I have been unable to get a clear answer to this question. 

Does one who is tax resident in Spain have to pay the equivalent to a ‘second home tax’ on property owned outside Spain, say in UK , when they make their Spanish annual income tax return?

The property was declared on a 720. 
There is no income from the property.

My gestor says I do have to pay (using 50% of the purchase price X 1.1% at 24.75%) whilst another gestor says I do not.

I would appreciate in-put from anyone with un-let property in another country who has knowledge of this.

Thanks


----------



## extranjero (Nov 16, 2012)

Don't you have to pay imputed tax on it in Spain?


----------



## larryzx (Jul 2, 2014)

I just had a call back from an adviser at:- Your legal and tax advice in Spain | Ábaco Advisers.

When I called them and asked the question they were unable to answer. They have now researched it and say that if one is tax resident in Spain and in addition to their main residence in Spain, they own a property or properties in any country, one does have to pay the 'imputed tax' in Spain on that/those properties as part of their Spanish income tax.

I wonder how many Tax REsidents in Spain with properties in say UK, Ireland, etc pay that additional tax in Spain, or even know of the obligation to do so ?


----------



## Chopera (Apr 22, 2013)

extranjero said:


> Don't you have to pay imputed tax on it in Spain?


Yes I think you do and I think that's what Larry is talking about.

For property in Spain the imputed tax is based on the catastral value, but since it doesn't exist for UK property they use the calculation Larry describes.

I'd have thought this tax could be offset against mortgage interest payments and other costs, so you may not have to pay anything anyway.


----------



## extranjero (Nov 16, 2012)

When properties are declared on the 720, wont' the tax office check that the imputed tax is being declared on the income tax return?
Bet many have never heard of it, and others have, but don't pay it?


----------



## larryzx (Jul 2, 2014)

Chopera said:


> Yes I think you do and I think that's what Larry is talking about.
> 
> For property in Spain the imputed tax is based on the catastral value, but since it doesn't exist for UK property they use the calculation Larry describes.
> 
> I'd have thought this tax could be offset against mortgage interest payments and other costs, so you may not have to pay anything anyway.


The adviser told me, that it can be off-set against the tax free allowance in Spain.
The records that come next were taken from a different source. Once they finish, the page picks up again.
Issue #752, opened 2025-01-24
List of breaking changes for v0.7 release


tarcieri:
Now that v0.6.0 is out, we can collect and discuss potential breaking changes for a (not currently scheduled) v0.7 release:

- [ ] 2024 edition upgrade (requires Rust 1.85, to be released 2025-02-20)
- [ ] `rand_core` v0.9 (not yet released)
- [ ] `der` v0.8 (not yet released)

nbdd0121:
`rand_core` v0.9 is now [released](https://github.com/rust-random/rand/issues/1165).

fjarri:
That actually concerns me too. Feels like we should do a quick bump to 0.7 with `rand_core=0.9` before v0.6 is widely adopted.

tarcieri:
Yeah, alas, not great timing. I can yank the v0.6.0 release and retroactively upgrade it.

tarcieri:
Another thing I could do which is a little annoying is start a new development branch and upgrade there, and cut a v0.7.0 prerelease

fjarri:
> I think it is good to have 0.6 out with rand 0.8, at least for rsa I want to make a release with rand 0.8 and the bug fix soon.

If that's the plan, I'm going to make a `crypto-primes` release as well.

tarcieri:
Alright, with #1206 I think we're good to go on a v0.7.0 release.

There's still a couple outstanding PRs we can wrap up: #1139 #1181 but other than that I think we should wrap things up and get a final v0.7.0 released.

cc @andrewwhitehead

andrewwhitehead:
It might be nice to adjust some of the naming conventions as in https://github.com/RustCrypto/crypto-bigint/issues/537, and related to that maybe deprecating `BoxedUint::mul` (because it's ambiguous about the widening behavior).

tarcieri:
v0.7.0 release PR is up: #1218

tarcieri:
I will close this out as I believe we've done all of the renaming needed to match core conventions

PR #758, opened 2025-02-02
rand 0.9

serprex:


tarcieri:
We need to figure out what to do about versioning since this is a breaking change.

See also #752

baloo:
I believe this is one of the blocker to deploy other changes in the consumers of this crate.

Like `RSA` depends on `signature` and `crypto-bigint`. `signature` `2.3.0-pre.5` bumped `rand_core` to `0.9`, but `crypto-bigint` did not yet.

So we're stuck on `signature 2.3.0-pre.4` for now.

newpavlov:
Closing in favor of #770

PR #760, opened 2025-02-13
Add `?Sized` to all `RngCore` bounds

fjarri:
Doesn't matter to us, but allows users to pass `dyn RngCore` args.


tarcieri (approved):
Guess we can migrate these to explicit generic parameters (possibly again) for consistent with `crypto-common` once we update to `rand_core` v0.9

PR #764, opened 2025-02-14
v0.6.1

tarcieri:
### Added
- `?Sized` to all RngCore bounds ([#760])

### Changed
-  Make `as_limbs_mut` const ([#757])

[#757]: https://github.com/RustCrypto/crypto-bigint/pull/757
[#760]: https://github.com/RustCrypto/crypto-bigint/pull/760


fjarri:
Technically #760 may be breaking is someone implemented `RandomBits` for their type, but there's probably a very low likelihood of that

PR #770, opened 2025-02-19
provide `RandomMod::try_random_mod` and `Random::try_random` methods

baloo:
This method is to be used by downstream crates:
  - https://github.com/RustCrypto/RSA/pull/478
  
Depends on:
 - https://github.com/rust-random/rand/pull/1593

### DIFF
--- a/Cargo.toml
+++ b/Cargo.toml
@@ -23,7 +23,7 @@ subtle = { version = "2.6", default-features = false }
 der = { version = "0.8.0-rc.1", optional = true, default-features = false }
 hybrid-array = { version = "0.2", optional = true }
 num-traits = { version = "0.2.19", default-features = false }
-rand_core = { version = "0.9", optional = true, default-features = false }
+rand_core = { version = "0.9.2", optional = true, default-features = false }
 rlp = { version = "0.6", optional = true, default-features = false }
 serdect = { version = "0.3", optional = true, default-features = false }
 zeroize = { version = "1", optional = true, default-features = false }
@@ -81,7 +81,3 @@ harness = false
 [[bench]]
 name = "int"
 harness = false
-
-[patch.crates-io]
-# https://github.com/rust-random/rand/pull/1593
-rand_core = { git = "https://github.com/rust-random/rand.git" }
--- a/Cargo.toml
+++ b/Cargo.toml
@@ -81,3 +81,7 @@ harness = false
 [[bench]]
 name = "int"
 harness = false
+
+[patch.crates-io]
+# https://github.com/rust-random/rand/pull/1593
+rand_core = { git = "https://github.com/rust-random/rand.git" }
--- a/src/traits.rs
+++ b/src/traits.rs
@@ -419,7 +419,24 @@ pub trait RandomMod: Sized + Zero {
     /// example, it implements `CryptoRng`), then this is guaranteed not to
     /// leak anything about the output value aside from it being less than
     /// `modulus`.
-    fn random_mod<R: RngCore + ?Sized>(rng: &mut R, modulus: &NonZero<Self>) -> Self;
+    fn random_mod<R: RngCore + ?Sized>(rng: &mut R, modulus: &NonZero<Self>) -> Self {
+        let Ok(out) = Self::try_random_mod(rng, modulus);
+        out
+    }
+
+    /// Generate a random number which is less than a given `modulus`.
+    ///
+    /// This uses rejection sampling.
+    ///
+    /// As a result, it runs in variable time that depends in part on
+    /// `modulus`. If the generator `rng` is cryptographically secure (for
+    /// example, it implements `CryptoRng`), then this is guaranteed not to
+    /// leak anything about the output value aside from it being less than
+    /// `modulus`.
+    fn try_random_mod<R: TryRngCore + ?Sized>(
+        rng: &mut R,
+        modulus: &NonZero<Self>,
+    ) -> Result<Self, R::Error>;
 }
 
 /// Compute `self + rhs mod p`.
--- a/src/traits.rs
+++ b/src/traits.rs
@@ -299,7 +299,15 @@ pub trait Random: Sized {
     /// Generate a random value.
     ///
     /// If `rng` is a CSRNG, the generation is cryptographically secure as well.
-    fn random<R: RngCore + ?Sized>(rng: &mut R) -> Self;
+    fn random<R: RngCore + ?Sized>(rng: &mut R) -> Self {
+        let Ok(out) = Self::try_random(rng);
+        out
+    }
+
+    /// Generate a random value.
+    ///
+    /// If `rng` is a CSRNG, the generation is cryptographically secure as well.
+    fn try_random<R: TryRngCore + ?Sized>(rng: &mut R) -> Result<Self, R::Error>;
 }
 
 /// Possible errors of the methods in [`RandomBits`] trait.
--- a/src/uint/boxed/rand.rs
+++ b/src/uint/boxed/rand.rs
@@ -36,8 +36,17 @@ impl RandomBits for BoxedUint {
 impl RandomMod for BoxedUint {
     fn random_mod<R: RngCore + ?Sized>(rng: &mut R, modulus: &NonZero<Self>) -> Self {
         let mut n = BoxedUint::zero_with_precision(modulus.bits_precision());
-        random_mod_core(rng, &mut n, modulus, modulus.bits());
+        let Ok(()) = random_mod_core(rng, &mut n, modulus, modulus.bits());
         n
+    }
+
+    fn try_random_mod<R: TryRngCore + ?Sized>(
+        rng: &mut R,
+        modulus: &NonZero<Self>,
+    ) -> Result<Self, R::Error> {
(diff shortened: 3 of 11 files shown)


baloo:
I think this is fine as `random_mod` is rejection sampling and it's not constant time in the first place, but please confirm that.

Cargo.toml
```diff
@@ -23,7 +23,7 @@ subtle = { version = "2.6", default-features = false }
 der = { version = "0.8.0-rc.1", optional = true, default-features = false }
 hybrid-array = { version = "0.2", optional = true }
 num-traits = { version = "0.2.19", default-features = false }
-rand_core = { version = "0.9", optional = true, default-features = false }
+rand_core = { version = "0.9.1", optional = true, default-features = false }
```
newpavlov, line 26: I don't think you use anything added in `rand_core v0.9.1`, so you can use just `version = "0.9"` here.

baloo: yeah, this will need to eventually bump to `0.9.2`

src/uint/boxed/rand.rs
```diff
@@ -36,9 +36,19 @@ impl RandomBits for BoxedUint {
 impl RandomMod for BoxedUint {
     fn random_mod<R: RngCore + ?Sized>(rng: &mut R, modulus: &NonZero<Self>) -> Self {
         let mut n = BoxedUint::zero_with_precision(modulus.bits_precision());
-        random_mod_core(rng, &mut n, modulus, modulus.bits());
+        random_mod_core(rng, &mut n, modulus, modulus.bits())
+            .expect("RngCore used as TryRngCore failed");
```
baloo, line 40: This should be a `map_err(|_: Infallible| panic!())` to protect this assumption against a refactor.

newpavlov: You can use `let Ok(()) = random_mod_core(rng, &mut n, modulus, modulus.bits());`. This feature was [stabilized](https://blog.rust-lang.org/2024/10/17/Rust-1.82.0.html#omitting-empty-types-in-pattern-matching) in Rust 1.82, so we can use it.

Cargo.toml
newpavlov: But why do you need the relaxed `Sized` bounds in this PR?

src/uint/boxed/rand.rs
baloo: TIL

Cargo.toml
baloo:
```
error[E0277]: the trait bound `R: TryRngCore` is not satisfied
   --> src/uint/boxed/rand.rs:39:38
    |
39  |         let Ok(()) = random_mod_core(rng, &mut n, modulus, modulus.bits());
    |                      --------------- ^^^ the trait `TryRngCore` is not implemented for `R`
    |                      |
    |                      required by a bound introduced by this call
    |
    = note: required for `R` to implement `TryRngCore`
note: required by a bound in `random_mod_core`
   --> src/uint/rand.rs:102:37
    |
102 | pub(super) fn random_mod_core<T, R: TryRngCore + ?Sized>(
    |                                     ^^^^^^^^^^ required by this bound in `random_mod_core`
help: consider mutably borrowing here
    |
39  |         let Ok(()) = random_mod_core(&mut rng, &mut n, modulus, modulus.bits());
    |                                      ++++
```


Because the calls to `random_mod_core` rely on the blanket implementation: `impl TryRngCore for R where R: RngCore` which only work if you have a sized object in `0.9.1` (fixed in https://github.com/rust-random/rand/pull/1593)

newpavlov: You need to remove the unnecessary `?Sized` bounds. I pushed the commit with appropriate changes.

src/traits.rs
```diff
@@ -299,7 +299,7 @@ pub trait Random: Sized {
     /// Generate a random value.
     ///
     /// If `rng` is a CSRNG, the generation is cryptographically secure as well.
-    fn random<R: RngCore + ?Sized>(rng: &mut R) -> Self;
+    fn random<R: RngCore>(rng: &mut R) -> Self;
```
newpavlov, line 302: Please also add a `try_random` method to this trait. I think you also could add a blanket impl for `random` in terms of `try_random`. Same for `random_mod`/`try_random_mod`.

Cargo.toml
tarcieri: @newpavlov why did you remove these bounds? We added them everywhere to make it possible to pass trait object RNGs

newpavlov: The explicit `?Sized` bounds will become unnecessary after rand_core v0.9.2 lands. With it the bound will be part of `*Core` trait definitions.

fjarri: Are you referring to https://github.com/rust-random/rand/pull/1593? I don't think it will do that, it only allows for infallible to fallible conversion between dyn trait arguments.

newpavlov: @fjarri 
Hm... You are right, I misremembered that the PR does. Maybe we should add `?Sized` bound to the RNG traits as well?

baloo:
That last commit breaks rsa:
```
error[E0277]: the size for values of type `R` cannot be known at compilation time
   --> $HOME/.cargo/git/checkouts/crypto-primes-51ab25d802eaa634/a3c1206/src/hazmat/miller_rabin.rs:121:36
    |
108 |     pub fn test_random_base<R: CryptoRng + ?Sized>(&self, rng: &mut R) -> Primality {
    |                             - this type parameter needs to be `Sized`
...
121 |         let random = T::random_mod(rng, &range_nonzero)
    |                      ------------- ^^^ doesn't have a size known at compile-time
    |                      |
    |                      required by a bound introduced by this call
    |
note: required by an implicit `Sized` bound in `random_mod`
   --> $HOME/.cargo/git/checkouts/crypto-bigint-659be7e2563ea57f/f98d5a7/src/traits.rs:422:19
    |
422 |     fn random_mod<R: RngCore>(rng: &mut R, modulus: &NonZero<Self>) -> Self;
    |                   ^ required by the implicit `Sized` requirement on this type parameter in `RandomMod::random_mod`
help: consider removing the `?Sized` bound to make the type parameter `Sized`
    |
108 -     pub fn test_random_base<R: CryptoRng + ?Sized>(&self, rng: &mut R) -> Primality {
108 +     pub fn test_random_base<R: CryptoRng>(&self, rng: &mut R) -> Primality {
    |

error[E0277]: the size for values of type `R` cannot be known at compilation time
   --> $HOME/.cargo/git/checkouts/crypto-primes-51ab25d802eaa634/a3c1206/src/hazmat/sieve.rs:43:41
    |
36  | pub fn random_odd_integer<T: Integer + RandomBits, R: TryCryptoRng + ?Sized>(
    |                                                    - this type parameter needs to be `Sized`
...
43  |     let mut random = T::try_random_bits(rng, bit_length)?;
    |                      ------------------ ^^^ doesn't have a size known at compile-time
    |                      |
    |                      required by a bound introduced by this call
    |
note: required by an implicit `Sized` bound in `try_random_bits`
   --> $HOME/.cargo/git/checkouts/crypto-bigint-659be7e2563ea57f/f98d5a7/src/traits.rs:377:24
    |
377 |     fn try_random_bits<R: TryRngCore>(
    |                        ^ required by the implicit `Sized` requirement on this type parameter in `RandomBits::try_random_bits`
help: consider removing the `?Sized` bound to make the type parameter `Sized`
    |
36  - pub fn random_odd_integer<T: Integer + RandomBits, R: TryCryptoRng + ?Sized>(
36  + pub fn random_odd_integer<T: Integer + RandomBits, R: TryCryptoRng>(
    |
```

Cargo.toml
fjarri: Traits are already `?Sized` by default, but method's generic parameters (whether explicit or implicit) are implicitly `Sized`. Rust do be like that.

baloo:
I think `crypto-primes` relies fairly heavily on the `?Sized`

fjarri:
So I started this whole `?Sized` thing because it was mentioned in that `RSA` PR that switched to `crypto-bigint`. And also it seemed like we're not losing anything by relaxing this bound. 

I have a use for it in another project where I need to pass an RNG through a dyn-safe trait API. Before it was available I just had a wrapper that boxed a `dyn CryptoRngCore` and could be used as a `Sized` argument, which was kind of inconvenient and added a minor performance overhead.

Cargo.toml
newpavlov: You are right. I reverted my two commits.

newpavlov:
As discussed above, the `?Sized` bounds are indeed necessary, so I reverted my two commits.

Snowiiii:
When this is ready ?

baloo:
I think it's mostly ready, but we might want to wait for a release of rand_core.

newpavlov:
@baloo 
BTW we generally use "squash and merge" for all PRs, so having a clear commit history inside PRs is not very important. Force push also breaks links on the "notifications" page, resulting in a "couldn’t find those commits" page, and makes it a bit harder to track changes during PR development.

baloo:
This last push was fixing a merge conflict with #772 
I've switched to using Jujutsu a month or so ago, and it's less natural to keep piling commits with it that it would be with a straight git. Sorry for the notification noise.

baloo:
Thanks!

PR #772, opened 2025-02-20
Bump edition to 2024

baloo:
see https://github.com/RustCrypto/crypto-bigint/issues/752

### DIFF
--- a/README.md
+++ b/README.md
@@ -39,7 +39,7 @@ microcontrollers).
 
 ## Minimum Supported Rust Version
 
-This crate requires **Rust 1.83** at a minimum.
+This crate requires **Rust 1.85** at a minimum.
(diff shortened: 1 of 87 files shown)


tarcieri:
@baloo can you also update the references in README.md?

README.md
```diff
@@ -39,7 +39,7 @@ microcontrollers).
 
 ## Minimum Supported Rust Version
 
-This crate requires **Rust 1.83** at a minimum.
+This crate requires **Rust 1.85** at a minimum.
```
newpavlov, line 42: You also need to update the badge. And I think we can remove this section completely. With the new MSRV-aware resolver we can bump MSRV without issues even in patch releases.

PR #776, opened 2025-02-22
Inline low level multiplication and reduction functions

fjarri:
Fixes a performance regression introduced in #667. Evidently, compiler relies a lot on knowing the slice sizes at compile time, so I'm inlining `schoolbook_multiplication()`, `schoolbook_squaring()`, and `montgomery_reduction_inner()`, so the compiler can optimize in case of `Uint`s.

Benchmarks:
- `wrapping ops/split_mul, U256xU256` - 26ns to 9ns
- `Const Montgomery arithmetic/multiplication, U256*U256` - 41ns to 21ns
- `Dynamic Montgomery arithmetic/multiplication, U256*U256` - 62ns to 44ns

The effect is less pronounced for longer integers, but sill amounts to 5-10% speedup for U4096.

On a higher level, this affects many `crypto-primes` benchmarks, e.g. doubles the speed of Lucas test for U128.

Possible addition: I think `panic!` in these functions can be replaced with `debug_assert!`, but I don't insist on it.

### DIFF
--- a/src/modular/reduction.rs
+++ b/src/modular/reduction.rs
@@ -6,6 +6,7 @@ use crate::{Limb, Odd, Uint};
 use {crate::BoxedUint, subtle::Choice};
 
 /// Algorithm 14.32 in Handbook of Applied Cryptography <https://cacr.uwaterloo.ca/hac/about/chap14.pdf>
+#[inline(always)]
 const fn montgomery_reduction_inner(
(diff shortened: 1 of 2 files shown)


fjarri:
Actually wait a second, the same effect is achieved by just inlining.

tarcieri (approved):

In our case we pay 370 € for a modest property in the Philippines, which we cannot off set as other income (OAP mainly) exceeds the tax free allowance.


----------



## larryzx (Jul 2, 2014)

extranjero said:


> When properties are declared on the 720, wont' the tax office check that the imputed tax is being declared on the income tax return?


That was how we 'discovered' it. The gestor of course had the 720 info, and thus she included it in the following year's Income Tax Return. Unpleasant surprise !


----------



## extranjero (Nov 16, 2012)

Did you get fined?


----------



## Chopera (Apr 22, 2013)

extranjero said:


> When properties are declared on the 720, wont' the tax office check that the imputed tax is being declared on the income tax return?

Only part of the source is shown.